TODAY, TODAY I MUST DO IT! I’ve been telling myself this for a week, for a month, for a year but finally today I decided I’d try. How to start my blog has been looping in my mind for a while now, and I continually overthink about writing it. I really don’t know what it should be about. Should I gas people up? Should I pick a different topic every day? Should I talk about all the things am passionate about because I really have many, Should I talk about poetry and how some words melt my heart and I wonder how the target audience may have felt? All these things and I still can’t be able to choose one.
But funny enough when am laying and I stare at the roof at wee hours of the night I tend to have millions of ideas. My sub-conscious has these fire words that I should use and I pick up a pen and a piece of paper to act as my canvas and get ready to create art but then I immediately go blank and the frustrations follow and I whisper “irriz wharriz” to try and console myself. I don’t know if other people have these instances of uncertainty or is it doubt?
What is uncertainty really?

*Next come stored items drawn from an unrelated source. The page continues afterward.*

PR #3348, opened 2026-02-16
Kserve path based routing

grudloffev:
# Pull Request Template for Kubeflow Manifests

KServe supports native path-based routing via the `pathTemplate` configuration, eliminating manual VirtualService management.

**KServe Configuration** (`kserve.yaml`, `kserve_kubeflow.yaml`):
- Added `pathTemplate` to inferenceservice-config ingress settings:
  ```json
  "pathTemplate": "/serving/{{ .Namespace }}/{{ .Name }}"
  ```

**Test Updates** (`tests/kserve_test.sh`):
- Removed manual VirtualService creation (27 lines)
- Updated paths: `/kserve/${NAMESPACE}/isvc-sklearn/` → `/serving/${NAMESPACE}/isvc-sklearn/`
- Retained AuthorizationPolicy for cluster-local-gateway security

KServe now auto-generates VirtualServices with the configured path template when InferenceServices are created.

Discussion: https://github.com/kubeflow/manifests/issues/3263#issuecomment-3898938747

N/A

## ✅ Contributor Checklist
  - [x] I have tested these changes with kustomize. See [Installation Prerequisites](https://github.com/kubeflow/manifests#prerequisites).
  - [x] All commits are [_signed-off_](https://github.com/kubeflow/community/tree/master/dco-signoff-hook#signing-off-commits) to satisfy the DCO check.
  - [ ] I have considered adding my company to the adopters page to support Kubeflow and help the community, since I expect help from the community for my issue (see [1.](https://github.com/kubeflow/community/issues/833) and [2.](https://github.com/kubeflow/community/blob/master/ADOPTERS.md#adopters-of-kubeflow-platform)).

---     
 
> You can join the CNCF Slack and access our meetings at the [Kubeflow Community](https://www.kubeflow.org/docs/about/community/) website. Our channel on the CNCF Slack is here [**#kubeflow-platform**](https://app.slack.com/client/T08PSQ7BQ/C073W572LA2).

PR #3352, opened 2026-02-18
refactor(tests): consolidate KServe test infrastructure into two-file pattern

Raakshass:
## ✏️ Summary of Changes
Consolidates scattered KServe test scripts into the canonical `kserve_install.sh` + `kserve_test.sh` two-file pattern, matching every other component's test structure in this repository.
### Consolidated `tests/kserve_test.sh`
Merged three separate test scripts into a single structured script with **6 tests**:
| # | Test | Source |
|---|------|--------|
| 1 | Model inference via KServe SDK (pytest) | existing `kserve_test.sh` |
| 2 | Ingress gateway security — AuthorizationPolicy enforcement | existing `kserve_test.sh` (removed manual VirtualService) |
| 3 | KServe Models Web Application API — XSRF + auth + unauthorized access | `kserve_models_web_application_test.sh` |
| 4 | Knative Service authentication via cluster-local-gateway | existing `kserve_test.sh` |
| 5 | Namespace isolation — cross-namespace token rejection | `kserve_complete_authentication_test.sh` |
| 6 | Unauthenticated request rejection | existing `kserve_test.sh` |
**Key changes to `kserve_test.sh`:**
- Removed manual VirtualService creation (now handled natively by KServe via `pathTemplate` — see #3348)
- Updated prediction paths from `/kserve/` to `/serving/` to align with #3348
- Added explicit `echo "FAIL: ..."` error messages for all failure cases
### Deleted obsolete files
| File | Reason |
|------|--------|
| `tests/kserve_complete_authentication_test.sh` | Logic merged into `kserve_test.sh` |
| `tests/kserve_models_web_application_test.sh` | Logic merged into `kserve_test.sh` |
| `tests/kserve_setup_external_access.sh` | Obsoleted by #3348 native `pathTemplate` support |
| `tests/kserve/kserve-external-access.yaml` | Obsoleted by #3348 native `pathTemplate` support |
| `tests/kserve_test.yaml` | Unused CI artifact (not to be confused with the workflow) |
### Updated CI workflows
- `.github/workflows/kserve_models_web_application_test.yaml`:
  - Calls consolidated `kserve_test.sh` instead of deleted `kserve_models_web_application_test.sh`
  - Added `setup-python@v4` step (required by pytest in consolidated script)
  - Added `tests/kserve/**` path trigger
  - Increased `timeout-minutes` from 25 to 45 (now runs all 6 tests)
- `.github/workflows/full_kubeflow_integration_test.yaml`:
  - Removed redundant `Test KServe Models Web Application API` step (already covered by `kserve_test.sh` on the preceding step)
### Updated dependencies
- `tests/kserve/requirements.txt`: `kserve>=0.15.0` → `kserve>=0.16.0`
## 🐛 Related Issues
- Addresses test infrastructure fragmentation across multiple KServe test scripts
- Aligns with the two-file pattern (`*_install.sh` + `*_test.sh`) used by all other components
## ✅ Contributor Checklist
  - [ ] I have considered adding my company to the adopters page to support Kubeflow and help the community, since I expect help from the community for my issue (see [1.](https://github.com/kubeflow/community/issues/833) and [2.](https://github.com/kubeflow/community/blob/master/ADOPTERS.md#adopters-of-kubeflow-platform)).
/cc @juliusvonkohout

### DIFF
--- a/common/oauth2-proxy/README.md
+++ b/common/oauth2-proxy/README.md
@@ -275,6 +275,141 @@ for listing notebooks:
 
 ## KServe Authentication
 
+KServe inference endpoints are secured through a layered approach using
+Istio `RequestAuthentication` and `AuthorizationPolicy` resources.
+The examples below focus on machine-to-machine (M2M) access using service
+account tokens. Browser-based user access follows the general Kubeflow
+`oauth2-proxy` flow described above.
+
+### Traffic Flow and Security Layers
+
+Inference requests to KServe models pass through two security checkpoints:
+
+```
+client ──► istio-ingressgateway (istio-system) ──► predictor pod sidecar ──► predictor container
+              │                                         │
+              ▼                                         ▼
+         RequestAuthentication                   AuthorizationPolicy
+         (JWT validation)                        (access control)
+```
+
+1. **Ingress gateway** (`istio-system`): A `RequestAuthentication` resource
+   validates the JWT in the `Authorization: Bearer <token>` header. Requests
+   with an invalid token are rejected with `401`. Requests without any token
+   pass through (handled by the `AuthorizationPolicy` at the next layer).
+2. **Predictor pod sidecar**: An `AuthorizationPolicy` controls which
+   requests reach the model container.
+
+### Configuring AuthorizationPolicy for Predictor Pods
+
+Kubeflow ships a `global-deny-all` `AuthorizationPolicy` in `istio-system` that
+blocks all mesh traffic by default. To allow inference traffic to reach a
+predictor pod, you must create an `AuthorizationPolicy` in the model's
+namespace.
+
+The **intended** configuration uses `requestPrincipals: ["*"]`, which matches
+any request carrying a validated JWT principal:
+
+```yaml
+apiVersion: security.istio.io/v1beta1
+kind: AuthorizationPolicy
+metadata:
+  name: allow-isvc-sklearn
+  namespace: kubeflow-user-example-com
+spec:
+  action: ALLOW
+  rules:
+  - from:
+    - source:
+        requestPrincipals: ["*"]
+  selector:
+    matchLabels:
+      serving.knative.dev/service: isvc-sklearn-predictor
+```
+
+`requestPrincipals: ["*"]` relies on the JWT principal being propagated from
+the ingress gateway to the predictor pod's Envoy sidecar. This propagation
+depends on the Istio mTLS and `PeerAuthentication` configuration of the
+cluster. In environments where the principal is not propagated (e.g., some
+KinD-based CI setups), `requestPrincipals` will always be empty at the
+sidecar, and the rule will never match.
+
+In such environments, the CI tests use a permissive fallback:
+
+```yaml
+spec:
+  action: ALLOW
+  rules:
+  - {}   # allow-all: security is enforced at the ingress gateway
+  selector:
+    matchLabels:
+      serving.knative.dev/service: isvc-sklearn-predictor
+```
+
+> **Important:** `rules: [{}]` allows **all** traffic to the predictor pod,
+> including unauthenticated requests that bypass the ingress gateway.
+> This is acceptable in CI because the ingress gateway's
+> `RequestAuthentication` is the primary security boundary — it validates
+> the JWT **before** forwarding traffic to the predictor. However, in
+> production clusters with proper mTLS configuration, prefer
+> `requestPrincipals: ["*"]` for defense in depth.
+
+### Path-Based and Host-Based Routing
+
+KServe supports two routing modes for inference requests, both secured by the
+same authentication flow:
+
+| Mode | URL pattern | Configuration |
+|------|-------------|---------------|
+| Path-based | `http://<gateway>/serving/<namespace>/<name>/v1/models/<name>:predict` | `pathTemplate` in `inferenceservice-config` ConfigMap |
+| Host-based | `http://<gateway>/v1/models/<name>:predict` with `Host: <name>.<namespace>.example.com` | `domainTemplate` in `inferenceservice-config` ConfigMap |
+
+Path-based routing is configured via a kustomize patch on the
+`inferenceservice-config` ConfigMap
+(`applications/kserve/kserve/kustomization.yaml`):
+
+```json
+{
+  "pathTemplate": "/serving/{{ .Namespace }}/{{ .Name }}"
+}
+```
+
+KServe auto-generates a `VirtualService` on the `kubeflow-gateway` for each
+`InferenceService`, enabling both routing modes simultaneously.
+
+### KServe Models Web Application Authentication
+
+The KServe Models Web Application (`kserve-models-web-app`) uses the same
+XSRF + Bearer token authentication pattern as other Kubeflow web applications.
+API calls require:
+
+1. A valid XSRF token (obtained via cookie on the initial page load)
+2. A valid `Authorization: Bearer <token>` header
+3. The token's identity must have RBAC permissions in the target namespace
+
+Unauthorized service accounts (e.g., `default` SA from a different namespace)
+receive `401`/`403` when attempting to list `InferenceService` resources in a
+namespace they do not have access to.
+
+### CI Test Coverage
+
+The KServe test suite (`tests/kserve_test.sh`) validates the following
+authentication and security scenarios end-to-end in a KinD cluster:
+
+| # | Test | What is verified |
+|---|------|-----------------|
+| 1 | Model prediction via KServe Python SDK | InferenceService deployment, prediction, and cleanup using the `kserve` SDK with M2M token |
+| 2a | Path-based routing without token | Unauthenticated request returns `403`/`302` |
+| 2b | Host-based routing without token | Unauthenticated request returns `403`/`302` |
+| 2c | Path-based routing with valid token | Authenticated request returns `200` |
+| 2d | Host-based routing with valid token | Authenticated request returns `200` |
+| 3 | KServe Models Web App API | XSRF + auth flow, unauthorized SA gets `401`/`403` |
+| 4 | Knative Service auth via cluster-local-gateway | Unauthenticated and invalid-token requests are rejected |
+| 5 | Cluster-local-gateway authentication | Direct access without token returns `403` |
+| 6 | Namespace isolation | Cross-namespace attacker token is rejected |
+
+### Architecture Analysis (Future Improvements)
+
 The analysis of KServe auth capabilities suggests that while it's possible to limit access to only authenticated agents,
 there might be some improvements required to enable access only to authorized agents.
 
@@ -297,6 +432,11 @@ This is based on the following:
    > create an [Istio AuthorizationPolicy](https://istio.io/latest/docs/reference/config/security/authorization-policy/) to grant access to the pods or disable it
 
    Most probably some work is needed to enable authorized access to kserve models.
+3. Potential improvement: adding `source.namespaces` to the `AuthorizationPolicy`
+   to restrict access to traffic originating from specific namespaces (e.g.,
+   `istio-system`). This would provide an additional layer of security but
+   requires proper mTLS/PeerAuthentication configuration to propagate SPIFFE
+   identities correctly.
 
 ## Links
 


tests/kserve/requirements.txt
juliusvonkohout, line 1: may you inline this as well to remove the kserve folder altogether ?

.github/workflows/kserve_models_web_application_test.yaml
```diff
@@ -21,7 +22,7 @@ env:
 jobs:
   build:
     runs-on: ubuntu-latest
-    timeout-minutes: 25
+    timeout-minutes: 45
```
juliusvonkohout: why 45 minutes

tests/kserve_test.sh
```diff
@@ -13,39 +13,20 @@ export KSERVE_INGRESS_HOST_PORT=${KSERVE_INGRESS_HOST_PORT:-localhost:8080}
...
-            request:
-              set:
-                Host: isvc-sklearn-predictor.${NAMESPACE}.svc.cluster.local
-          weight: 100
-      timeout: 300s
-EOF
+# ============================================================
+# Test 2: Ingress Gateway Security (AuthorizationPolicy)
+# ============================================================
+# NOTE: Path-based routing is now handled natively by KServe via pathTemplate
```
juliusvonkohout: where is pathTemplate ?

tests/kserve/requirements.txt
Raakshass: Done — inlined the pip dependencies directly in [kserve_test.sh](cci:7://file:///c:/Users/asus%20vivoBook/Desktop/New%20folder%20%282%29/kubeflow-manifests/tests/kserve_test.sh:0:0-0:0) (`pip install "pytest>=7.0.0" "kserve>=0.16.0" "kubernetes>=18.20.0" "requests>=2.18.4"`) and deleted [requirements.txt](cci:7://file:///c:/Users/asus%20vivoBook/Desktop/New%20folder%20%282%29/kubeflow-manifests/tests/kserve/requirements.txt:0:0-0:0). The `tests/kserve/` folder still contains [test_sklearn.py](cci:7://file:///c:/Users/asus%20vivoBook/Desktop/New%20folder%20%282%29/kubeflow-manifests/tests/kserve/test_sklearn.py:0:0-0:0), [utils.py](cci:7://file:///c:/Users/asus%20vivoBook/Desktop/New%20folder%20%282%29/kubeflow-manifests/tests/kserve/utils.py:0:0-0:0), and [data/iris_input.json](cci:7://file:///c:/Users/asus%20vivoBook/Desktop/New%20folder%20%282%29/kubeflow-manifests/tests/kserve/data/iris_input.json:0:0-0:0) which are needed by the pytest SDK test (these predate this PR), so the folder itself stays.

.github/workflows/kserve_models_web_application_test.yaml
Raakshass: The original workflow ran only the kserve_models_web_application test (1 test) in 25 min. The consolidated script now runs all 6 tests sequentially — each with `kubectl wait` + `sleep` timeouts and model deployment waits. Looking at the successful run though, it completed in ~10 min, so happy to reduce this to 30 min if you prefer.

tests/kserve_test.sh
Raakshass: `pathTemplate` is configured in `kserve_kubeflow.yaml` as part of PR #3348 (listed under "Depends-On" in the PR description). That PR adds native KServe path-based routing — `pathTemplate: /serving/{{ .Namespace }}/{{ .Name }}` — which replaces the manual VirtualService creation that this PR removes. The `/serving/` prefix paths in the test script match that template.

.github/workflows/kserve_models_web_application_test.yaml
juliusvonkohout: Let's keep it at 15-20 then

tests/kserve_test.sh
juliusvonkohout: Please add this as inline documentation to kserve_test

tests/kserve/requirements.txt
juliusvonkohout: Can you merge test_sklearn.py, utils.py, and data/iris_input.json  as well into a single python file and move it next to kserve_test to get rid of the folder ?

Raakshass: Done — merged test_sklearn.py, utils.py, and data/iris_input.json into a single tests/kserve_sklearn_test.py. The iris input data is inlined as a Python dict, all utility functions are in the same file. The tests/kserve/ folder is completely eliminated.

.github/workflows/kserve_models_web_application_test.yaml
Raakshass: Reduced to 20 minutes. Actual CI runs completed in ~10 min, so this leaves sufficient headroom.

tests/kserve_test.sh
Raakshass: Added expanded inline documentation at Test 2 in [kserve_test.sh](cci:7://file:///c:/Users/asus%20vivoBook/Desktop/New%20folder%20%282%29/manifests-fix/tests/kserve_test.sh:0:0-0:0). The comment block now documents:

- The exact pathTemplate pattern: `/serving/{{ .Namespace }}/{{ .Name }}`
- Where it is configured: `kserve_kubeflow.yaml` (introduced in PR #3348)
- What it means for routing: every InferenceService is automatically reachable at `http://<gateway>/serving/<namespace>/<isvc-name>/...`
- Why no manual VirtualService creation is needed
- Why all curl URLs in the test use the `/serving/` prefix

tests/kserve_sklearn_test.py
```diff
@@ -123,3 +130,35 @@ def predict_str(
...
+    )
+
+    kserve_client = KServeClient(
+        config_file=os.environ.get("KUBECONFIG", "~/.kube/config")
+    )
+    kserve_client.create(isvc)
+    kserve_client.wait_isvc_ready(service_name, namespace=KSERVE_TEST_NAMESPACE)
+    res = predict(service_name, IRIS_INPUT)
+    assert res["predictions"] == [1, 1]
+    kserve_client.delete(service_name, KSERVE_TEST_NAMESPACE)
```
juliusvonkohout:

Well according to my dictionary; uncertainty, doubt, dubiety, skepticism, suspicion, mistrust mean lack of sureness about someone or something. uncertainty may range from a falling short of certainty to an almost complete lack of conviction or knowledge especially about an outcome or result. So do I doubt myself or am I skeptic about the things I think I know. (I want to shout and scream but I also don’t want people to think the young lad over there has gone bonkers.)
I can’t really explain what it is I feel as I write this but sincerely I needed to finally write it. Maybe I’ll feel better when I do or maybe I’ll need an hour or two of sad music in order to feel great again. I don’t really understand the phenomenon that listening to sad music makes you feel better but weirdly enough it works. Am currently listening to Winnie Raeder and I can’t really relate to what she is singing about, but her voice pacifies me.
I’ve been reading quite a number of blogs trying to find my space, trying to figure out where I’d ‘fit in’ but I can’t find any. Some blogs are emotional and they made me pick up a tissue and due to that 0.5% of toxic masculinity I counted that as being weak then I brushed it off with ‘naah man was a second of weakness that one’. Some are hella funny, some are inspirational and then there’s me. Where would I fit in I asked, should I be funny, or should I try and inspire my generation to go do what they’ve always wanted to but the reality that I procrastinate everything but I end up doing it made me rethink the motivational blog. Or maybe as I continue writing I will finally be able to motivate myself and maybe a couple of other guys.
I’ve often heard society say you can’t please everyone but I find myself trying to do the opposite. Trying not to have bad blood with anyone, trying not to rub shoulders with people, trying to be at peace with everyone but at times it’s hard. Yaaaani I can’t just talk about one thing. Yes, it was uncertainty or was it doubt; Pssht it’s the same thing. Am smiling again, making conversations with people, making them laugh – been told am funny – and I really can’t tell if people are being sarcastic or honest but I take it as a win.
Seeing that smile on people’s faces when they choose to smile in spite of going through some really hard stuff makes me admire people even more. Aaaargh I can’t try any longer; I’ll be writing whatever comes to mind because for some reason that makes me happy. Not being limited but being free to be who I’ve always been (I really wanted to write an eagle ama a lion, yes am a lion).
Well that’s me or maybe I’ll grow into more things if that makes sense at all. But above all else let’s try to love ourselves a little bit more every day.
😂😂😂😂 I can totally relate. I've down this road of self-consciousness a million times. But guess what, the minute you just start writing whatever comes to mind, you just can't stop.